The last two decades have seen substantial shifts in the international policy context. When the Tax Justice Network was established in 2003, we began to lay out the policy platform known as the ABC of tax transparency.

A is for automatic exchange of financial information – so that each tax authority will be informed of the foreign bank accounts of their own taxpayers, making simple tax evasion much less pervasive.

B is for beneficial ownership transparency, requiring public registers of the warm-blooded human beings behind companies, trusts and foundations, to end the damage done by anonymous ownership.

And C is for country-by-country reporting, a simple measure to ensure that multinational companies publish data that can reveal the extent of profit shifting.

Each element was originally dismissed as utopian and unrealistic. But changes in attitude started with the efforts of the global tax justice movement and the impetus for progress following the 2008 financial meltdown. The summit of the G8 group of countries in 2013 gave broad support to the three elements in principle, and practical steps were taken towards the introduction of each.
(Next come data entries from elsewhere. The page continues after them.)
PR #7, opened 2018-08-29
Merge and adapt recent changes from starter-kit

martinpitt:
CC @QiWan19, FYI. The indentation fixes will likely conflict quite a bit with your current work on rebasing. I suggest the following workflow to resolve that easily:

 - Rebase to current origin/master interactively
 - then as the first commit, revert "Fix wrong indentation, spacing, and  missing semicolons" so that your changes apply cleanly
 - Continue the rebase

Since 2012, the High-Level Panel on Illicit Financial Flows out of Africa, backed by the African Union and the Economic Commission for Africa, has worked to build political support to end these abuses across the continent and beyond. The panel’s final report established the scale of illicit flows and the damage to governance that they can do. It also confirmed the centrality of the ABC measures and laid the grounds for the adoption of a global target to curb illicit flows as part of the UN Sustainable Development Goals.